London - Harry Potter author JK Rowling, the parents of missing girl Madeleine McCann and actor Hugh Grant have been granted special status in a British inquiry into media ethics and practices, the probe said on Wednesday.
They are among 46 "core participants" who will be able to give evidence and seek to cross-examine witnesses in the inquiry, launched after a phone hacking scandal forced the closure of the Rupert Murdoch-owned News of the World in July.
They include alleged victims of hacking, such as Grant, Hollywood actress Sienna Miller and the parents of murdered teenager Milly Dowler, whose voicemail was allegedly targeted when she went missing in 2002.
Other participants have complained about harassment by the British press, including Rowling and Kate and Gerry McCann, whose toddler Madeleine disappeared on holiday in Portugal in 2007, sparking a global campaign to find her.

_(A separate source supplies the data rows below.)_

PR #9001, opened 2023-01-02
Add stereo downmix algorithm selection.

### LINKED ISSUE #1986: Properly Downmix 5.1 Audio
**Disclaimer**: could not find the ffmpeg downmix options in the source so I do not know the exact state of this, but I've seen the my logs and jellyfin mostly uses the -ac 2 flag.

**Describe the bug**
Default downmix option '-ac 2' in ffmpeg produces audio what is not true to the original 5.1 audio.

**Logs**
An example from my log:
```
 /usr/bin/ffmpeg -ss 00:15:42.000 -fflags +genpts -noaccurate_seek -i file:"/HDD/Sorozatok/Avatar - The Legend of Korra/Season 2/The.Legend.of.Korra.S02E06.The.Sting.720p.HDTV.x264.mkv" -map_metadata -1 -map_chapters -1 -threads 0 -map 0:0 -map 0:1 -map -0:s -codec:v:0 copy -bsf:v h264_mp4toannexb -copyts -vsync -1 -codec:a:0 aac -strict experimental -ac 2 -ab 384000 -af "volume=2" -f hls -max_delay 5000000 -avoid_negative_ts disabled -start_at_zero -hls_time 6 -individual_header_trailer 0 -hls_segment_type mpegts -start_number 157 -hls_segment_filename "/var/lib/jellyfin/transcoding-temp/8e1aac6772385f39f58dd79afd65f4a5%d.ts" -hls_playlist_type vod -hls_list_size 0 -y "/var/lib/jellyfin/transcoding-temp/8e1aac6772385f39f58dd79afd65f4a5.m3u8"
```

**To Reproduce**
Watch a movie with 5.1 what is downmixed to stereo

**Additional context**
There are a couple of alternative formulas tested for 5.1 downmix options [here](https://superuser.com/a/1410620), - while I understand that this could be seen as personal preference - this could be explored further especially when others did the hard work already _(and the default '-ac 2' option discards the subwoofer channel entirely)_.

Shadowghost:
Implements different downmixing algorithms from https://superuser.com/questions/852400/properly-downmix-5-1-to-stereo-using-ffmpeg/1410620#1410620 which were discussed in https://github.com/jellyfin/jellyfin/issues/1986

**Changes**
* Add stereo downmixing algorithms

**Issues**
Fixes #1986

### DIFF
--- a/Jellyfin.Api/Controllers/DynamicHlsController.cs
+++ b/Jellyfin.Api/Controllers/DynamicHlsController.cs
@@ -22,6 +22,7 @@ using MediaBrowser.Controller.Library;
 using MediaBrowser.Controller.MediaEncoding;
 using MediaBrowser.Model.Configuration;
 using MediaBrowser.Model.Dlna;
+using MediaBrowser.Model.Entities;
 using MediaBrowser.Model.IO;
 using MediaBrowser.Model.Net;
 using Microsoft.AspNetCore.Authorization;
@@ -1731,7 +1732,12 @@ namespace Jellyfin.Api.Controllers
 
             var channels = state.OutputAudioChannels;
 
-            if (channels.HasValue)
+            if (channels.HasValue
+                && (channels.Value != 2
+                    || (state.AudioStream is not null
+                        && state.AudioStream.Channels.HasValue
+                        && state.AudioStream.Channels.Value > 5
+                        && _encodingOptions.DownMixStereoAlgorithm == DownMixStereoAlgorithms.None)))
             {
                 args += " -ac " + channels.Value;
             }
--- a/MediaBrowser.Controller/MediaEncoding/EncodingHelper.cs
+++ b/MediaBrowser.Controller/MediaEncoding/EncodingHelper.cs
@@ -2129,15 +2129,30 @@ namespace MediaBrowser.Controller.MediaEncoding
 
             var filters = new List<string>();
 
-            // Boost volume to 200% when downsampling from 6ch to 2ch
             if (channels.HasValue
-                && channels.Value <= 2
+                && channels.Value == 2
                 && state.AudioStream is not null
                 && state.AudioStream.Channels.HasValue
-                && state.AudioStream.Channels.Value > 5
-                && !encodingOptions.DownMixAudioBoost.Equals(1))
+                && state.AudioStream.Channels.Value > 5)
             {
-                filters.Add("volume=" + encodingOptions.DownMixAudioBoost.ToString(CultureInfo.InvariantCulture));
+                switch (encodingOptions.DownMixStereoAlgorithm)
+                {
+                    case DownMixStereoAlgorithms.Dave750:
+                        filters.Add("volume=4.25");
+                        filters.Add("pan=stereo|c0=0.5*c2+0.707*c0+0.707*c4+0.5*c3|c1=0.5*c2+0.707*c1+0.707*c5+0.5*c3");
+                        break;
+                    case DownMixStereoAlgorithms.NightmodeDialogue:
+                        filters.Add("pan=stereo|c0=c2+0.30*c0+0.30*c4|c1=c2+0.30*c1+0.30*c5");
+                        break;
+                    case DownMixStereoAlgorithms.None:
+                    default:
+                        if (!encodingOptions.DownMixAudioBoost.Equals(1))
+                        {
+                            filters.Add("volume=" + encodingOptions.DownMixAudioBoost.ToString(CultureInfo.InvariantCulture));
+                        }
+
+                        break;
+                }
             }
 
             var isCopyingTimestamps = state.CopyTimestamps || state.TranscodingType != TranscodingJobType.Progressive;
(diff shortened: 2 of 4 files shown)


nielsvanvelzen (commented):
Does this need to be configured manually in the `encoding.xml` config file or do you plan to expose it in the API so it can be changed in the playback section in the dashboard?

Shadowghost:
If we have a final list of algorithms I plan on implementing a settings drop-down in web for it.

MediaBrowser.Model/Entities/DownMixStereoAlgorithms.cs
```diff
@@ -0,0 +1,24 @@
+namespace MediaBrowser.Model.Entities
```
crobibero, line 1: New files should use file-scoped namespace

MediaBrowser.Model/Configuration/EncodingOptions.cs
```diff
@@ -43,22 +50,54 @@ public EncodingOptions()
...
+        /// </summary>
         public double DownMixAudioBoost { get; set; }
 
+        /// <summary>
+        /// Gets or sets the algorithm used for downmixing audio to stereo.
+        /// </summary>
+        public DownMixStereoAlgorithms DownMixStereoAlgorithm { get; set; }
+
+        /// <summary>
+        /// Gets or sets the maximumu size of the muxing queue.
```
crobibero, line 84:
```suggestion
        /// Gets or sets the maximum size of the muxing queue.
```

MediaBrowser.Model/Configuration/EncodingOptions.cs
```diff
@@ -43,22 +50,54 @@ public EncodingOptions()
...
+        /// </summary>
         public bool EnableThrottling { get; set; }
 
+        /// <summary>
+        /// Gets or sets the delay after which throttling happens.
+        /// </summary>
         public int ThrottleDelaySeconds { get; set; }
 
+        /// <summary>
+        /// Gets or sets the hardware accelleration type.
```
crobibero, line 99:
```suggestion
        /// Gets or sets the hardware acceleration type.
```

MediaBrowser.Controller/MediaEncoding/EncodingHelper.cs
```diff
@@ -2129,15 +2129,29 @@ public string GetAudioFilterParam(EncodingJobInfo state, EncodingOptions encodin
...
+                switch (encodingOptions.DownMixStereoAlgorithm)
+                {
+                    case DownMixStereoAlgorithms.Dave750:
+                        filters.Add("volume=4.25");
+                        filters.Add("pan=stereo|c0=0.5*c2+0.707*c0+0.707*c4+0.5*c3|c1=0.5*c2+0.707*c1+0.707*c5+0.5*c3");
+                        break;
+                    case DownMixStereoAlgorithms.NightmodeDialogue:
+                        filters.Add("pan=stereo|c0=c2+0.30*c0+0.30*c4|c1=c2+0.30*c1+0.30*c5");
+                        break;
+                    case DownMixStereoAlgorithms.None:
```
crobibero, line 2147:
```suggestion
                    case DownMixStereoAlgorithms.None:
                    default:
```

crobibero (approved):

Jellyfin.Api/Controllers/DynamicHlsController.cs
```diff
@@ -1731,7 +1732,13 @@ private string GetAudioArguments(StreamState state)
 
             var channels = state.OutputAudioChannels;
 
-            if (channels.HasValue)
+            if (channels.HasValue
+                && (channels.Value != 2
+                    || (channels.Value == 2
```
barronpm, line 1737: No need for this second check on `channels.value`

barronpm (changes requested):

Jellyfin.Api/Controllers/DynamicHlsController.cs
Shadowghost: Removed it.

barronpm (approved):

Bond-009 (approved):

false:
How do you currently use this feature ? It seems it is not visible in the playback menu, and editing the encoding.xml by adding <DownmixStereoAlgorithms>1</DownmixStereoAlgorithms> for exemple, just gets reseted and disappears from the config file.

Shadowghost:
It is only available in unstable and it is a global server setting.

Martan404:
Do you have any idea when we can expect to see it released to stable?

Gauvino:
29 of April 10.9 will be released with this changed in it

Gauvino:
> Do you have any idea when we can expect to see it released to stable?

29 of April 10.9 will be released with this changed in it

RhapsodySL:
> > Do you have any idea when we can expect to see it released to stable?
> 
> 29 of April 10.9 will be released with this changed in it

According to the changelog this is not included as of 10.9 despite being merged to master. If it is present, where is the option specifically? I'm unable to find it.

datsoy:
Is it possible to apply this globally? for all users

gnattu:
> Is it possible to apply this globally? for all users

It is a global option.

Former Formula 1 boss Max Mosley and troubled ex-England footballer Paul Gascoigne are also on the list, released by inquiry chairman Lord Justice Brian Leveson, as is former deputy prime minister John Prescott.
News International, the parent company of the News of the World, and the owners of the Guardian, the Daily Mail, the Daily Express and other papers will also be core participants.
They will take part in stage one of the inquiry, which concerns media ethics and practices, including press contacts with politicians and the police.
Stage two will look specifically at hacking at the News of the World and in other newspapers but this will not begin until the police investigation into the scandal is complete, which may take years.